Of course, this is a manually-written fold. Conceptually the code works the same as:

reverse(Binary) ->
    lists:foldl(fun(<<Nib:?REV_CHUNK/big>>, Acc) -> [Nib | Acc] end
	       ,[]
	       ,[Bin || <<Bin:?REV_CHUNK/little>> <= Binary] % obviously assumes binary has even number of REV_CHUNK chunks
	       ).

Alternative approaches

I looked at some other approaches and found them to be lacking.

Simple reverse using binary accumulator:

%% this one took 9007807 (or 9 seconds) on the big input
reverse(Binary) ->
    reverse(Binary, <<>>).

reverse(<<>>, Acc) -> Acc;
reverse(<<H:1/binary, Rest/binary>>, Acc) ->
    reverse(Rest, <<H/binary, Acc/binary>>).

Using lists:reverse/1:

%% this took a range of 15..64 ms on the big input
reverse(Binary) ->
    list_to_binary(lists:reverse(binary_to_list(Binary))).
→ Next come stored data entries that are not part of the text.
PR #5726, opened 2026-02-28
Logcleaner: Properly delete announcements

Bumber64:
Remove deleted reports from the announcement vector to prevent dangling pointers.

I haven't tested this code. It's an emergency fix before the update goes out.


Bumber64:
Seems to be removing announcements properly.

I noticed that the plugin removes _every single unit report_ the instant it's enabled, even while paused. I think the "ticks" its counting are actually frames. You'll never read a single sparring report as long as `logcleaner` is enabled.

ab9rf (approved):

2025-03-28: Newer version of `reverse/1`

Of course, while writing this post, I was doing some more reading in the Erlang docs and found that, apparently since R14B, the binary module contains encode_unsigned/2 and decode_unsigned/2 functions!

reverse(Binary) ->
    binary:encode_unsigned(binary:decode_unsigned(Bin, 'big'), 'little').

How lovely! I always like when we can leverage core Erlang code over home-rolled solutions. We have more than enough in KAZOO and I hope we can continue to weed it out where approriate.